PR #91, opened 2023-10-12
Add alternative integration tests flow with docker compose

nozim:
- moved integration test related dockerfiles to root folder 
- fixed dockerfile build for arc server 
- changed arc config file to bind to 0.0.0.0 instead of localhost


test/utils.go
```diff
@@ -80,17 +80,6 @@ func getNewWalletAddress(t *testing.T) (address, privateKey string) {
 	return
 }
 
-func sendToAddress(t *testing.T, address string, bsv float64) (txID string) {
```
boecklim, line 83: This function will be needed as soon as this is merged: https://github.com/bitcoin-sv/arc/pull/88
════════════════
[PROBLEM]: Reproduce the data in full, exactly.

[RESPONSE TO THIS TASK]:
PR #91, opened 2023-10-12
Add alternative integration tests flow with docker compose

nozim:
- moved integration test related dockerfiles to root folder 
- fixed dockerfile build for arc server 
- changed arc config file to bind to 0.0.0.0 instead of localhost


test/utils.go
```diff
@@ -80,17 +80,6 @@ func getNewWalletAddress(t *testing.T) (address, privateKey string) {
 	return
 }
 
-func sendToAddress(t *testing.T, address string, bsv float64) (txID string) {
```
boecklim, line 83: This function will be needed as soon as this is merged: https://github.com/bitcoin-sv/arc/pull/88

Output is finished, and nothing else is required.